» TASK DETAILS:
Every line from the one containing "--- a/backends/magma/ceed-magma-basis.c" to the one containing "input vector is" in the records below, both included, must be set down exactly, and no other line.

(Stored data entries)
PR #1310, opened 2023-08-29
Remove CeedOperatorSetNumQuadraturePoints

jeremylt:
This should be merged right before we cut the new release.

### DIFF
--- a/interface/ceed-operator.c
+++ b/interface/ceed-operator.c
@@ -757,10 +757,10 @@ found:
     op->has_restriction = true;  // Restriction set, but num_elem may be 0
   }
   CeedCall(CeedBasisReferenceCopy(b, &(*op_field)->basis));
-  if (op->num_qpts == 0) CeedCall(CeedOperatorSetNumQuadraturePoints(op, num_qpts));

* * *

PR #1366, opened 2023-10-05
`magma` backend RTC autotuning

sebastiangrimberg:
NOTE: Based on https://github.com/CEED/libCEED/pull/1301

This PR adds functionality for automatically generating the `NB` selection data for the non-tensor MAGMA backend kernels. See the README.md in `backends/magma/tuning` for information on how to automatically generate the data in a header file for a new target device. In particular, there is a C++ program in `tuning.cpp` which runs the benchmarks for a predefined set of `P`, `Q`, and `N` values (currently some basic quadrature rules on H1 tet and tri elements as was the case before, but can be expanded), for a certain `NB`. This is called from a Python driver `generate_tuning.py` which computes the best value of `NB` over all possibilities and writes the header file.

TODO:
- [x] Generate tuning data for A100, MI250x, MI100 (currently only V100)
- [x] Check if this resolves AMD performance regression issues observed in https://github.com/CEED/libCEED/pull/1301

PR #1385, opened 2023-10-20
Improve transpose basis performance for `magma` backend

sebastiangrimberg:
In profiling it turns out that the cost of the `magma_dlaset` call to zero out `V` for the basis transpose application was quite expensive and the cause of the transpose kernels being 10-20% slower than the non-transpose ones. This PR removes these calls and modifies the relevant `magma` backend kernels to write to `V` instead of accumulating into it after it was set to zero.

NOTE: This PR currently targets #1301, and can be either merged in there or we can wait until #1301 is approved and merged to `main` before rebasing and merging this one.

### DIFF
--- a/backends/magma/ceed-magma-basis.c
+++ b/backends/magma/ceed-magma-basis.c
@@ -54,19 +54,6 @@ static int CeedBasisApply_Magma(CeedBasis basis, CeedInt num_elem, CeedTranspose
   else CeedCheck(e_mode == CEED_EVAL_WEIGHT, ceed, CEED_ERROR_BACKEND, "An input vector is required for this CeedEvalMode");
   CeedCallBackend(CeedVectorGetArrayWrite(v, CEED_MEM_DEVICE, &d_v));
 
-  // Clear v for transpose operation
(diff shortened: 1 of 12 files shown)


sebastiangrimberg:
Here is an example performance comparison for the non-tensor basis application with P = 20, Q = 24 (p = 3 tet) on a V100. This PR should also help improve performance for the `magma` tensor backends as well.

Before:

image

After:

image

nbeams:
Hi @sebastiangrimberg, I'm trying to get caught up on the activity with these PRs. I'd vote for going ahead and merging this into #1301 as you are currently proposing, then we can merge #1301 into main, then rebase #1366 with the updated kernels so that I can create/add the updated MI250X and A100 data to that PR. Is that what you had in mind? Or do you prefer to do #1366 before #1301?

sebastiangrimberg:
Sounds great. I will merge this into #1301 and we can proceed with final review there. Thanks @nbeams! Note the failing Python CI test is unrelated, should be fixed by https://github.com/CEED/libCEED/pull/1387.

» OUTPUT OF THE TASK:
--- a/backends/magma/ceed-magma-basis.c
+++ b/backends/magma/ceed-magma-basis.c
@@ -54,19 +54,6 @@ static int CeedBasisApply_Magma(CeedBasis basis, CeedInt num_elem, CeedTranspose
   else CeedCheck(e_mode == CEED_EVAL_WEIGHT, ceed, CEED_ERROR_BACKEND, "An input vector is required for this CeedEvalMode");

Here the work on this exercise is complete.